The increasing demand for Internet-based video and Internet-protocol television (IPTV) has driven the need for efficient and robust networking systems. To meet the bandwidth and quality-of-service (QoS) demands of broadcasting video over the Internet, network developers often rely on multicasting technologies. One particularly useful network technology for simultaneously broadcasting video to a number of consumers is the point-to-multipoint (P2MP) extension of the resource reservation traffic engineering (RSVP-TE) protocol.
P2MP RSVP-TE provides a number of features that are useful in Internet video distribution and IPTV. For example, P2MP RSVP-TE may guarantee QoS through resource reservation, and P2MP RSVP-TE label-switched paths (LSPs) may be explicitly routed for optimal resource usage. Furthermore, P2MP RSVP-TE provides various resilience procedures, such as global repair.
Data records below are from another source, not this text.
PR #8417, opened 2024-04-13
Update EIP-3074: Fix typos and grammar

omahs:
Update EIP-3074: Fix typos and grammar

### DIFF
--- a/EIPS/eip-3074.md
+++ b/EIPS/eip-3074.md
@@ -266,7 +266,7 @@ In previous iterations of this EIP, it was thought that deducting value from an 
 
 However, after further investigation we found that breaking the invariant is safe. This is mostly due to the fact that the worst case is similar in both instances.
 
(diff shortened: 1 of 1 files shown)


EIPS/eip-3074.md
```diff
@@ -266,7 +266,7 @@ In previous iterations of this EIP, it was thought that deducting value from an
...
 
-Currently an attacker can queue many transactions in the tx pool, across many accounts, and invalidate them all at once with a block where each of the queued accounts send a tx moving their entire balance. This attack will become easier and cheaper after this EIP, because it will no longer require direct access to the block builder and will not cost a full 21000 gas to originate each tx. However, the attack does not have a substantial impact on the network, so reducing the difficulty and cost are not of concern.
+Currently an attacker can queue many transactions in the tx pool, across many accounts, and invalidate them all at once with a block where each of the queued accounts sends a tx moving their entire balance. This attack will become easier and cheaper after this EIP, because it will no longer require direct access to the block builder and will not cost a full 21000 gas to originate each tx. However, the attack does not have a substantial impact on the network, so reducing the difficulty and cost is not of concern.
```
lightclient, line 269:
```suggestion
Currently an attacker can queue many transactions in the tx pool, across many accounts, and invalidate them all at once with a block where each of the queued accounts send a tx moving their entire balance. This attack will become easier and cheaper after this EIP, because it will no longer require direct access to the block builder and will not cost a full 21000 gas to originate each tx. However, the attack does not have a substantial impact on the network, so reducing the difficulty and cost is not of concern.
```

lightclient (approved):

PR #8445, opened 2024-04-16
Update EIP-3074: Explain `nonce` and `chainId` better

SamWilsn:


sambacha:
shouldnt this be in the security considerations section regarding chainId?

PR #8476, opened 2024-04-21
Update EIP-7002: Fix after renaming fields (exit->count)

MarekM25:
exit-> count fix, I noticed a small bug introduced in this PR: https://github.com/ethereum/EIPs/pull/8406

cc: @lightclient


lightclient (approved):
Nice catch!

PR #8487, opened 2024-04-23
Update EIP-2935: replace MOD with AND

chfast:


jsign (approved):
Thank you!

chfast:
You should also update the bytecode.

g11tech:
> You should also update the bytecode.

the contract address will also get modified as well  cc @jsign

PR #8488, opened 2024-04-23
Update EIP-2935: note possible ADD overflow

chfast:


g11tech:
ahh thank you for reviewing: have addressed it like this:
 - https://github.com/ethereum/EIPs/pull/8514
 
since subtraction will also involve underflow check etc, and input is not going to go beyond 8 bytes which is the type size assumed in various specs including the CL spec types

PR #8514, opened 2024-05-03
Update EIP-2935: restrict contract input to 8 bytes to prevent overflow in checks

g11tech:
addresses the issue raised in:
 - https://github.com/ethereum/EIPs/pull/8488/files


gballet (approved):
LGTM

Unfortunately, P2MP RSVP-TE global repair typically involves re-signaling every branch in a P2MP tree, which may place a significant load on an ingress router that is coordinating the global repair. As a result, P2MP LSPs may not utilize many of the features available to point-to-point (P2P) LSPs, such as auto-bandwidth adjustment and secondary LSP provisioning. Furthermore, the global repair procedures of RSVP-TE may make a fast reroute (FRR) event for P2MP LSPs much more expensive than an FRR event for P2P LSPs. What is needed, therefore, is a more efficient and effective mechanism for reconfiguring P2MP LSP trees.